== Description of the task ==
Write out each line of the entries exactly, starting at the first and finishing with the line that contains "express or implied.".

== Data ==
PR #338, opened 2020-01-06
[rocksdb_env_s3] rocksdb s3 enviroment methods body implementation

ghanpipi:
1. We will rely on the local posix env for file opeartions: read, write,
creating, deletion etc
2. For read operations, we will first copy the files from S3 to local then
perform the read via posix_env
3. For write operations, we will first perform the write in the local tmp files,
and then copy them to s3 before closing. Due to the this s3 env will be only
used for storing backups, so this behaviour should be safe.

### DIFF
--- a/common/rocksdb_env_s3.cpp
+++ b/common/rocksdb_env_s3.cpp
@@ -1,0 +1,457 @@
+/// Copyright 2018 Pinterest Inc.
+///
+/// Licensed under the Apache License, Version 2.0 (the "License");
+/// you may not use this file except in compliance with the License.
+/// You may obtain a copy of the License at
+///
+/// http://www.apache.org/licenses/LICENSE-2.0
+
+/// Unless required by applicable law or agreed to in writing, software
+/// distributed under the License is distributed on an "AS IS" BASIS,
+/// WITHOUT WARRANTIES OR CONDITIONS OF ANY KIND, either express or implied.
+/// See the License for the specific language governing permissions and
+/// limitations under the License.
+
+//
+// @author ghan (ghan@pinterest.com)
+//
+
+#include "common/rocksdb_env_s3.h"
+
+#include <string>
+
+#include "boost/filesystem.hpp"
+#include "common/rocksdb_glogger/rocksdb_glogger.h"
+#include "gflags/gflags.h"
+#include "glog/logging.h"
+#include "rocksdb/status.h"
+
+DECLARE_bool(s3_direct_io);
+
+namespace rocksdb {
+
+// open a file for sequential reading
+Status S3Env::NewSequentialFile(const std::string& fname,
+                                std::unique_ptr<SequentialFile>* result,
+                                const EnvOptions& options) {
+  assert(s3_util_ != nullptr);
+  result->reset();
+
+  // We read first from local storage and then from S3.
+  auto local_full_path = local_directory_ + GetRelativePath(fname);
+  auto st = posix_env_->NewSequentialFile(local_full_path, result, options);
+
+  if (!st.ok()) {
+    // If file doesnt exist in local, we copy the file to the local storage from S3
+    size_t slash = local_full_path.find_last_of('/');
+    assert(slash != std::string::npos);
+    boost::system::error_code create_err;
+    boost::filesystem::create_directories(local_full_path.substr(0, slash), create_err);
+    if (create_err) {
+      LOG(ERROR) << "Cant create dir in local: " << local_full_path;
+      return Status::IOError();
+    }
+
+    auto resp = s3_util_->getObject(fname, local_full_path, FLAGS_s3_direct_io);
+    if (!resp.Error().empty()) {
+      LOG(ERROR) << "Error happened when copying the file from S3 to local: "
+                 << resp.Error();
+      return Status::IOError();
+    }
+  }
+
+  // we successfully copied the file, try opening it locally now
+  return posix_env_->NewSequentialFile(local_full_path, result, options);
+}
+
+// open a file for random reading
+Status S3Env::NewRandomAccessFile(const std::string& fname,
+                                  std::unique_ptr<RandomAccessFile>* result,
+                                  const EnvOptions& options) {
+  assert(s3_util_ != nullptr);
+  result->reset();
+
+  // We read first from local storage and then from S3.
+  auto local_full_path = local_directory_ + GetRelativePath(fname);
+  auto st = posix_env_->NewRandomAccessFile(local_full_path, result, options);
+
+  if (!st.ok()) {
+    // If file doesnt exist in local, we copy the file to the local storage from S3
+    size_t slash = local_full_path.find_last_of('/');
+    assert(slash != std::string::npos);
+    boost::system::error_code create_err;
+    boost::filesystem::create_directories(local_full_path.substr(0, slash), create_err);
+    if (create_err) {
+      LOG(ERROR) << "Cant create dir in local: " << local_full_path;
+      return Status::IOError();
+    }
+
+    auto resp = s3_util_->getObject(fname, local_full_path, FLAGS_s3_direct_io);
+    if (!resp.Error().empty()) {
+      LOG(ERROR) << "Error happened when copying the file from S3 to local: "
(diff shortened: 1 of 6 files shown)


common/rocksdb_env_s3.cpp
```diff
@@ -0,0 +1,432 @@
...
+  // we successfully copied the file, try opening it locally now
+  st = posix_env_->NewRandomAccessFile(local_full_path, result, options);
+
+  return st;
+}
+
+// S3WritableFile is a wrapper for writing a file in S3. We will perform the
+// operations in a local tmp file and upload to S3 when closing the file.
+class S3WritableFile : public WritableFile {
+ private:
```
rajathprasad: Convention is to put the `public` section first, followed by `protected` and then finally `private`

common/rocksdb_env_s3.cpp
```diff
@@ -0,0 +1,432 @@
...
+                 std::shared_ptr<common::S3Util> s3_util) :
+      fname_(local_fname),
+      s3_fname_(s3_fname),
+      env_(env),
+      s3_util_(s3_util) {
+    auto local_env = env_->GetBaseEnv();
+    auto s = local_env->NewWritableFile(local_fname, &local_file_, options);
+    if (!s.ok()) {
+      LOG(ERROR) << "Error happened when creating writable file in local: " << s.ToString();
+      status_ = s;
```
rajathprasad: Any reason for setting a status in the constructor? It's odd for the caller to check status as soon as calling the constructor (and the caller might forget to do so). Would it be better to do this in a separate function?

common/rocksdb_env_s3.cpp
```diff
@@ -0,0 +1,432 @@
...
+namespace rocksdb {
+
+// open a file for sequential reading
+Status S3Env::NewSequentialFile(const std::string& fname,
+                                std::unique_ptr<SequentialFile>* result,
+                                const EnvOptions& options) {
+  assert(s3_util_ != nullptr);
+  result->reset();
+
+  // We read first from local storage and then from S3.
```
rajathprasad: Could the file have changed in s3 but not locally?

common/rocksdb_env_s3.cpp
```diff
@@ -0,0 +1,432 @@
...
+  }
+
+  return Status::OK();;
+}
+
+Status S3Env::GetChildren(const std::string& path,
+                          std::vector<std::string>* result) {
+  auto s3_full_path = s3_key_prefix_ + path;
+  // first fetch all files using the given path as the key prefix in S3
+  auto resp = s3_util_->listObjects(s3_full_path);
```
rajathprasad: If `path` does not exist, how is it handled?

common/rocksdb_env_s3.cpp
```diff
@@ -0,0 +1,432 @@
...
+
+  // trim the file name
+  for (auto& v : resp.Body()) {
+    // Our path should be a prefix of the fetched value
+    if (v.find(s3_full_path) == 0) {
+      result->push_back(v.substr(s3_full_path.size()));
+    }
+  }
+
+  // then fetch all files that exist in the local posix directory
```
rajathprasad: If you have already read from s3, what is the purpose of reading from local dir? Is it for cases when changes have been made locally but the file has not been closed?

common/rocksdb_env_s3.cpp
```diff
@@ -0,0 +1,432 @@
...
+    }
+  }
+
+  return st;
+}
+
+// The rename is not atomic. S3 does not support renaming natively.
+// Copy file to a new object in S3 and actually only IDENTITY files could be renamed.
+Status S3Env::RenameFile(const std::string& src, const std::string& target) {
+  auto resp = s3_util_->putObject(s3_key_prefix_ + target, local_directory_ + src);
```
rajathprasad: Do we need to delete the older file?

common/s3util.cpp
```diff
@@ -312,6 +314,22 @@ GetObjectMetadataResponse S3Util::getObjectMetadata(const string &key) {
   return GetObjectMetadataResponse(std::move(metadata), "");
 }
 
+GetObjectSizeAndModTimeResponse S3Util::getObjectSizeAndModTime(const string& key) {
+  HeadObjectRequest headObjectRequest;
+  headObjectRequest.SetBucket(bucket_);
+  headObjectRequest.SetKey(key);
+  map<string, uint64_t> metadata;
+  auto headObjectOutcome = s3Client->HeadObject(headObjectRequest);
```
newpoo: how is HeadObject() different from the MakeHttpRequest() call from line 297? Can we reuse getObjectMetadata()?

common/rocksdb_env_s3.cpp
```diff
@@ -0,0 +1,432 @@
...
+Status S3Env::LockFile(const std::string& fname, FileLock** lock) {
+  // there isn's a very good way to atomically check and create
+  // a file via libs3
+  *lock = nullptr;
+  return Status::OK();
+}
+
+Status S3Env::UnlockFile(FileLock* lock) {
+  return Status::OK();
+}
```
newpoo: what's the semantics of these functions? can you please add some comments for it. Does rocksdb backup/restore need to use these two functions?

common/rocksdb_env_s3.h
```diff
@@ -54,7 +53,12 @@ class S3FatalException : public std::exception {
 class S3Env : public Env {
```
newpoo: Can you document the design, assumption (and why), and limitation (and why) of the implementation?

common/rocksdb_env_s3.cpp
```diff
@@ -0,0 +1,432 @@
...
+  auto local_full_path = local_directory_ + fname;
+  auto st = posix_env_->NewSequentialFile(local_full_path, result, options);
+
+  if (!st.ok()) {
+    // If file doesnt exist in local, we copy the file to the local storage from S3
+    auto resp = s3_util_->getObject(s3_key_prefix_ + fname, local_full_path, FLAGS_s3_direct_io);
+    if (!resp.Error().empty()) {
+      LOG(ERROR) << "Error happened when copying the file from S3 to local: "
+                 << resp.Error();
+      return Status::IOError();
```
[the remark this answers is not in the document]
ghanpipi: the rocksdb will first check the status then read the value under result

common/rocksdb_env_s3.cpp
ghanpipi: good catch!

common/rocksdb_env_s3.cpp
ghanpipi: all the files used in the bakcup/restore are immutable.

common/rocksdb_env_s3.cpp
ghanpipi: they the rocksdb backup engine wont take any operation under this path

common/rocksdb_env_s3.cpp
ghanpipi: yes. we wont need to read them from local again. I already fixed it

common/rocksdb_env_s3.cpp
ghanpipi: fixed in the new patch

common/s3util.cpp
ghanpipi: some infomation like the ModTime was not exposed in the MakeHttpRequest() API

common/rocksdb_env_s3.h
ghanpipi: sure. Added more details.

common/s3util.cpp
newpoo: Is "LastModified" on https://docs.aws.amazon.com/cli/latest/reference/s3api/head-object.html what we need?

common/rocksdb_env_s3.cpp
ghanpipi: I followed the convention in the rocksdb hdfs implementation

common/s3util.cpp
ghanpipi: the format of LastModified by MakeHttpRequest is not easy to convert to the uint64_t format

PR #339, opened 2020-01-06
[rocksdb_s3_env] add s3_env APIs to rocksdb_admin.thrift

ghanpipi:


rocksdb_admin/rocksdb_admin.thrift
```diff
@@ -84,6 +84,39 @@ struct RestoreDBResponse {
   # for future use
 }
 
+struct BackupDBToS3Request {
+  # the db to backup
+  1: required string db_name,
+  # the s3 bucket to backup to
+  2: required string s3_bucket,
+  # the s3 key prefix to backup to
+  3: required string s3_backup_dir,
```
rajathprasad: Would be good to keep the naming convention standard between the backup and restore structs. Either keep both as `s3_backup_dir` or both as `s3_path`. Also, with these s3 paths, I'm always confused with the convention, should the path name end with a slash? Should an example be documented here or in the c++ header file?

ghanpipi: good catch. I forgot to change it to s3_backup_dir.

== Solved problem ==
PR #338, opened 2020-01-06
[rocksdb_env_s3] rocksdb s3 enviroment methods body implementation

ghanpipi:
1. We will rely on the local posix env for file opeartions: read, write,
creating, deletion etc
2. For read operations, we will first copy the files from S3 to local then
perform the read via posix_env
3. For write operations, we will first perform the write in the local tmp files,
and then copy them to s3 before closing. Due to the this s3 env will be only
used for storing backups, so this behaviour should be safe.

### DIFF
--- a/common/rocksdb_env_s3.cpp
+++ b/common/rocksdb_env_s3.cpp
@@ -1,0 +1,457 @@
+/// Copyright 2018 Pinterest Inc.
+///
+/// Licensed under the Apache License, Version 2.0 (the "License");
+/// you may not use this file except in compliance with the License.
+/// You may obtain a copy of the License at
+///
+/// http://www.apache.org/licenses/LICENSE-2.0
+
+/// Unless required by applicable law or agreed to in writing, software
+/// distributed under the License is distributed on an "AS IS" BASIS,
+/// WITHOUT WARRANTIES OR CONDITIONS OF ANY KIND, either express or implied.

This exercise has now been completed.